Nicht so gross sind die Abstände in der unteren Tabellenhälfte. Zwar sind die Teams nicht mehr ganz so dicht beieinander, wie noch vor zwei Runden, als der Letzte und der Sechste gerade Mal einen durch einen Punkt getrennt waren. Aber auch der FC Thun mit fünf Punkten Vorsprung auf das Tabellenschlusslicht aus Lausanne kann sich noch nicht ganz auf der sicheren Seite wähnen.

 

Eine gewisse Entspannung haben die letzten sechs Runden für die Berner Oberländer aber schon gebracht, in diesen mussten sie keine einzige Niederlage hinnehmen und sie waren am vorletzten Spieltag erst der zweite Verein, der es fertig brachte YB in diesem Jahr Punkte abzunehmen – wie der FCB remisierten sie gegen den Leader.

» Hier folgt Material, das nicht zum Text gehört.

Issue #2126, opened 2023-07-28
Docs and tests should cover empty path segment capture


kriswuollett:
- [x] I have looked for existing issues (including closed) about this

### Motivation

It wasn't clear from the docs nor test cases that path segment capture supports empty paths which are valid in RFC 3986. For example it would be nice to inform users that they could implement "optional parameters" in an empty string.

### Proposal

Update docs and test cases to inform about this use case, e.g., both `/:key/method` and `/method/:key` can capture empty strings for `:key`.

### Alternatives

N/A

davidpdrsn:
Sure! Do you wanna submit a PR?

kriswuollett:
> Sure! Do you wanna submit a PR?

Already had one ready to go to embed the fixes in the commit message. :-)

PR #2127, opened 2023-07-28
Add empty path capture docs and tests

kriswuollett:
Fixes: #2126

## Motivation

Inform users that empty path segment capture is possible.

## Solution

Update path segment capture docs and add unit tests to demo and confirm it works.

### DIFF
--- a/axum/src/extract/path/mod.rs
+++ b/axum/src/extract/path/mod.rs
@@ -629,7 +629,7 @@ mod tests {
     }
 
     #[crate::test]
-    async fn captures_dont_match_empty_segments() {
+    async fn captures_dont_match_empty_path() {
         let app = Router::new().route("/:key", get(|| async {}));
 
         let client = TestClient::new(app);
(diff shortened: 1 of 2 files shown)


axum/src/extract/path/mod.rs
```diff
@@ -641,6 +641,41 @@ mod tests {
...
+
+        let res = client.get("/method/abc").send().await;
+        assert_eq!(res.text().await, "abc");
+
+        let res = client.get("/method/").send().await;
+        assert_eq!(res.text().await, "");
+
+        let res = client.get("/method").send().await;
+        assert_eq!(res.status(), StatusCode::NOT_FOUND);
+    }
```
davidpdrsn, line 677: Nice!

Wanna add a similar test for `/method/:key/`? So with a trailing slash.

kriswuollett: Or do you mean another route handler for that?

davidpdrsn: Yeah that's what I meant. A new test with `/method/:key/`.

davidpdrsn (approved):
Thanks!

PR #2132, opened 2023-07-30
Update main.rs - Correct method in comments

Calorus:
Correct method in comment on the example usage

## Motivation
Reduce confusion for new users

## Solution
Comment updated.


davidpdrsn (approved):
Thanks!

PR #2135, opened 2023-08-01
axum-extra: Remove unused tower-http dependency

jplatte:
## Motivation

The dependency is not used.

## Solution

Remove it.

## Notes

This PR is for the 0.6.x branch. I didn't check whether `main` is also affected.


davidpdrsn (approved):
\o/

PR #2140, opened 2023-08-02
Implement `Handler` for `T: IntoResponse`

davidpdrsn:


axum/src/handler/mod.rs
```diff
@@ -224,6 +224,23 @@ macro_rules! impl_handler {
 
 all_the_tuples!(impl_handler);
 
+mod private {
+    // Marker type for `impl<T: IntoResponse> Handler for T`
+    #[allow(missing_debug_implementations)]
+    pub enum IntoResponseHandler {}
```
jplatte, line 230: I don't think this needs to have `pub` visibility? At least on my v0.6.x based branch, things compiled with a private marker type.

davidpdrsn: It didn't actually work when I tried using it

```
error: type `handler::IntoResponseHandler` is private
  --> examples/hello-world/src/main.rs:12:40
   |
12 |     let app = Router::new().route("/", get(StatusCode::OK));
   |                                        ^^^ private type
```

jplatte: What, at the usage site?? 😱

davidpdrsn: yeah that confused me as well. Haven't seen that before.

davidpdrsn:
@jplatte I've added some docs.

jplatte (approved):
Awesome! 🎉 

I wouldn't mind you taking care of the backporting as well x)

davidpdrsn:
Go for it!

PR #2142, opened 2023-08-02
Implement Clone for ErasedJson

jplatte:
## Motivation

Makes `ErasedJson` a `Handler`. Also kinda expected, maybe? All of `Json`, `Html` and so on implement `Clone`.

## Solution

Implement `Clone`. Requires the serde_json error to be wrapped in `Arc` because it's not `Clone`, but failing to serialize should be an extremely rare edge-case.

### DIFF
--- a/axum-extra/CHANGELOG.md
+++ b/axum-extra/CHANGELOG.md
@@ -7,9 +7,11 @@ and this project adheres to [Semantic Versioning].
 
 # Unreleased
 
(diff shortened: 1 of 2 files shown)


davidpdrsn (approved):

jplatte:
Hope you don't mind me drive-by removing the duplicate "added" from the changelog ^^

davidpdrsn (approved):

PR #2143, opened 2023-08-02
Implement `IntoResponse` for `(R,) where R: IntoResponse`

davidpdrsn:
I just happened to notice we were missing this impl. Probably isn't the most useful thing but still nice to have for consistency and maybe some cursed macro stuff.


jplatte (approved):
Yay for cursed macro stuff 😄

PR #2144, opened 2023-08-03
Replace :emoji: codes with the actual emoji

jplatte:
## Motivation

Just saw this on https://crates.io/crates/axum-extra:

Screenshot_2023-08-03_101135

## Solution

What the PR title says.


davidpdrsn (approved):
🎈🎈🎈

PR #4363, opened 2025-07-26
Add database connection check middleware

G-Ambatte:
This PR adds middleware that checks that Mongoose database connection is in the `connected` state before processing requests. If the connection is not `1`, a basic error message is returned.

From https://mongoosejs.com/docs/api/connection.html#Connection.prototype.readyState, the potential states are as follows:

    0 = disconnected
    1 = connected
    2 = connecting
    3 = disconnecting

This PR also adds console messages for database connectivity events.

---

While MongoDB is running during normal operation, everything continues as normal.
image

Current result when DB is unavailable:
image
image

New results when DB is unavailable:
image
image

---

This PR also adds tests to ensure that a 503 page is returned if the `readyState` is set to `99`, and also that `next()` is called if `readyState` is set to `1`.

### DIFF
--- a/server/app.js
+++ b/server/app.js
@@ -32,6 +32,7 @@ import { splitTextStyleAndMetadata } from '../shared/helpers.js';
 
 //==== Middleware Imports ====//
 import contentNegotiation from './middleware/content-negotiation.js';
+import dbCheck from './middleware/dbCheck.js';
 import bodyParser         from 'body-parser';
 import cookieParser       from 'cookie-parser';
 import forceSSL           from './forcessl.mw.js';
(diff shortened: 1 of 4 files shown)


G-Ambatte:
I changed the result on error, so that instead of returning an error message, the user is redirected to the normal error page.

If the user attempts to refresh the page, they now sees the following on DB Connection error:
image

If the user attempts to make an API call (e.g. save a brew from Edit Page), they see this notification:
image

Server logs show the following:
image

calculuschild:
Is this a known problem? Can you make an issue for it please?

G-Ambatte:
> Is this a known problem? Can you make an issue for it please?

Issue #4412 raised and linked to this PR.

G-Ambatte:
Closing this PR now, I'll open a new PR after reviewing the state of the branch.

PR #4368, opened 2025-07-30
Fix Account page FA icon font weights

G-Ambatte:
This PR changes the `font-weight` property to `900`, which should correct the broken icons.


dbolack-ab (approved):
Confirmed fix.

PR #4371, opened 2025-07-30
Keep the cursor in the active view page after a divider width change.

### LINKED ISSUE #2963: Resizing the editor causes the current cursor position to leave the view
### Your idea:

Noted by someone in the DOMT discord, when you resize the editor pane, the current cursor position moves out of the editor visual viewport.  In smaller brews, it's not much of a problem.  But as the brew length increases, and the 'thumb' of the scrollbar gets smaller, even a little bit of resizing can cause a user to lose their place.

In my opinion, the ideal is keep the current position in the visual viewport constant.  This would mean that when you resize you can then continue editing as if you had not done the resize at all.

dbolack-ab:
## Description

This captures the cursor position when the scroll bars begin moving and restores it when done.

The code makes a best effort to keep the cursor in about the same place on the screen.

- Closes #2963 

Find a largish brew, place the cursor on a line near the top, bottom, or middle. Resize the scroll bar. When done resizing, the cursor should be placed at the same line number and character. The cursor's Y position in the frame should be roughly the same place on the screen as before.

### Reviewer Checklist

  - [ ] Test with the cursor near the top of frame. Resize the frame so the cursor slides above the viewable pane. Verify the  cursor placement after resizing is on the correct line of text, correct character, and same approximate space on the view pane.
  - [ ] Test with the cursor near the bottom of frame. Resize the frame so the cursor slides below the viewable pane. Verify the  cursor placement after resizing is on the correct line of text, correct character, and same approximate space on the view pane.
  - [ ] Test with the cursor near the middle of the frame. Resize the frame so the cusor moves significantly. Verify the  cursor placement after resizing is on the correct line of text, correct character, and same approximate space on the view pane.


calculuschild:
Ok, just playing around.... It looks like the reason for the sudden jump when you let go of the divider bar in the first place, is a call we make to `this.codeEditor.current?.updateSize();` which in turn calls `codeMirror.refresh();`. If I just comment that out, we don't have the weird jumping to begin with, and Codemirror seems to be able to hold onto the current view position just fine.

Is that a better solution?

5e-Cleric:
> Ok, just playing around.... It looks like the reason for the sudden jump when you let go of the divider bar in the first place, is a call we make to `this.codeEditor.current?.updateSize();` which in turn calls `codeMirror.refresh();`. If I just comment that out, we don't have the weird jumping to begin with, and Codemirror seems to be able to hold onto the current view position just fine.
> 
> Is that a better solution?

would love to know why we call that in the first place.

PR #4379, opened 2025-08-05
Inline SVG proof of concept

dbolack-ab:
## Description

This inserts all non-local SVGs as inline HTMLElements


5e-Cleric:
@calculuschild can we get a deployment of this, please?

Issue #4119, opened 2025-03-25
Standardize cookie and storage key names


5e-Cleric:
As per right now, our localStorage and cookie key names are as follows:

- `nc_session`

Localstorage keys:
- `AUTOSAVE_ON`
- `HOMEBREWERY-DEFAULT-SAVE-LOCATION-username`
- `HOMEBREWERY-EDITOR-THEME`
- `HOMEBREWERY-LISTPAGE-SORTDIR`
- `HOMEBREWERY-LISTPAGE-SORTTYPE`
- `HOMEBREWERY-LISTPAGE-VISIBILITY`
- `HOMEBREWERY-LISTPAGE-VISIBILITY`
- `dismiss_notif_drive`
- `dismiss_notif_faq`
- `dismiss_notif_update_v3.18`
- `dismiss_v134 update`
- `hbAdminTab`
- `homebrewery-new`
- `homebrewery-new-meta`
- `homebrewery-new-style`
- `homebrewery-recently-edited`
- `homebrewery-recently-viewed`
- `liveScroll`
- `naturalcrit-pane-split`

I think we should pick one syntax and keep it strict, i suggest:

`HB_name`

In that format, some would look like:

- `HB_default_save_location_username`
- `HB_liveScroll`
- `HB_autosave`

We should avoid "unsigned" names like `livescroll`, but we also don't need names so long like the save location.

Would love to hear everyone's opinion on this as well as ideas on how to fix this for users without bloating the codebase with checks for every time a user enters the site.

calculuschild:
> Would love to hear... ideas on how to fix this for users without bloating the codebase with checks for every time a user enters the site.

Unfortunately the best I can think of is a centralized "check the user's localstorage and fix any discrepancies" call that runs when they open a page. We leave it for a few months, and then remove it when we feel somewhat confident nobody is going to lose important localstorage data.

G-Ambatte:
There was, at one point, discussion of shifting user preferences from local storage to live in MongoDB, so as to ensure a consistent experience across devices. Rather than standardizing the local storage key names to different local storage keys, we could instead pursue the centralization of user setting configuration data into MongoDB.

dbolack-ab:
> There was, at one point, discussion of shifting user preferences from local storage to live in MongoDB, so as to ensure a consistent experience across devices. Rather than standardizing the local storage key names to different local storage keys, we could instead pursue the centralization of user setting configuration data into MongoDB.

That would probably be a better choice.

[...]

PR #4380, opened 2025-08-06
Create localstorage access wrappers to transition to standardized naming scheme

dbolack-ab:
## Description

This PR creates two PRs and a map in the helpers.js for transitioning the rather haphzardly named keys to a standardized scheme.

As proof of concept/implementation, the liveScroll key is updated.

#4119 

### Reviewer Checklist

  - [ ] Examine the localStorage for the test instance, manually set liveScroll to true
  - [ ] Reload the page, see that liveScroll has been removed and HB_livesScroll is now true
  - [ ] Verify scrolllock toggle is still preserved between loads.

### DIFF
--- a/client/components/splitPane/splitPane.jsx
+++ b/client/components/splitPane/splitPane.jsx
@@ -22,7 +22,7 @@ const SplitPane = (props)=>{
 	useEffect(()=>{
 		const savedPos = localStorageGetWrapper(window, storageKey);
 		setDividerPos(savedPos ? limitPosition(savedPos, 0.1 * (window.innerWidth - 13), 0.9 * (window.innerWidth - 13)) : window.innerWidth / 2);
-		setLiveScroll(localStorageGetWrapper(window, 'liveScroll') === 'true');
+		setLiveScroll(localStorageGetWrapper(window, 'HB_liveScroll') === 'true');
 
 		window.addEventListener('resize', handleResize);
 		return ()=>window.removeEventListener('resize', handleResize);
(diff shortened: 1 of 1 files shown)


5e-Cleric:
Do not take this as an attack but i don't see how this solves anything. The name is still arbitrarily defined in a file.

dbolack-ab:
> Do not take this as an attack but i don't see how this solves anything. The name is still arbitrarily defined in a file.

Noch vor kurzem hätte damit wohl noch niemand gerechnet: Bevor die Thuner zu dieser Serie mit drei Siegen und drei Unentschieden ansetzten, hatten sie beim FC Sion mit 2:7 verloren und waren am Tabellenende gelegen. Für Raphael Wicky kommt diese Stärkephase in dieser schwierigen Situation nicht überraschend: „Beim FC Thun wird seit Jahren nachhaltig gearbeitet und es herrscht Ruhe im Verein. Die Verantwortlichen dort wissen, dass immer wieder eine unangenehme Tabellensituation auftreten kann, sie werden daher von einer solchen nicht überrascht und machen dann auch keine Schnellschüsse.“

 

Die Statistik:

 

Rein von der Statistik her dürfte der FC Thun auch nichts mehr mit dem Abstieg zu tun haben. Denn seit der Einführung des aktuellen Modus in der Saison 2003/2004 belegte elfmal jenes Team, das nach 31 Runden am Tabellenende stand, auch am Ende den letzten Platz. Einzig der Verlauf der Saison 2005/2006 könnte noch dafür sprechen, dass die Berner Oberländer noch in Abstiegsgefahr kommen könnten: Damals musste der Yverdon-Sport FC den Gang in die Challenge League antreten und hatte fünf Spieltage vor dem Ende mit sieben Punkten Vorsprung, gar noch zwei Punkte mehr an Polster, als dies die Thuner momentan auf den Abstiegsplatz vorweisen. Den definitiven Klassenerhalt könnten die Berner frühestens nach der übernächsten Runde sicherstellen.

 

Die Personalsituation:

 

In der 32. Runde wird es zu einer Premiere kommen in der Startaufstellung des FCB: Michael Lang wird nicht dabei sein. Der rechte Aussenverteidiger hat bisher jede Partie von Anfang an bestritten und wurde lediglich beim Heimspiel gegen den FC Sion im vergangenen Herbst in der Schlussphase ausgewechselt. Somit stand Lang lediglich während neun Minuten in dieser Meisterschaft nicht auf dem Platz, umso bemerkenswerter ist es, dass er als Defensivspieler erst jetzt seine vierte Verwarnung kassierte. „Als Ersatz kommen Raoul Petretta oder Neftali Manzambi in Frage“, so Raphael Wicky, „ich werde mich am Samstag entscheiden.“

 

Germano Vailati und Taulant Xhaka am Sonntag verletzt ausfallen, dafür kehrt mit Éder Balanta ein Spieler zurück, der nun rund zweieinhalb Monat ausgefallen war.

 

Die letzten fünf Begegnungen der beiden Teams:

     

  • Samstag, 10. Februar 2018: FC Thun – FCB 0:2 (0:2)
  • Samstag, 21. Oktober 2017: FCB – FC Thun 2:1 (1:0)
  • Samstag, 5. August 2017: FC Thun – FCB 0:3 (0:2)
  • Sonntag, 14. Mai 2017: FCB – FC Thun 3:3 (1:1)
  • Samstag, 1.. Februar 2017: FC Thun  - FCB 0:2 (0:0)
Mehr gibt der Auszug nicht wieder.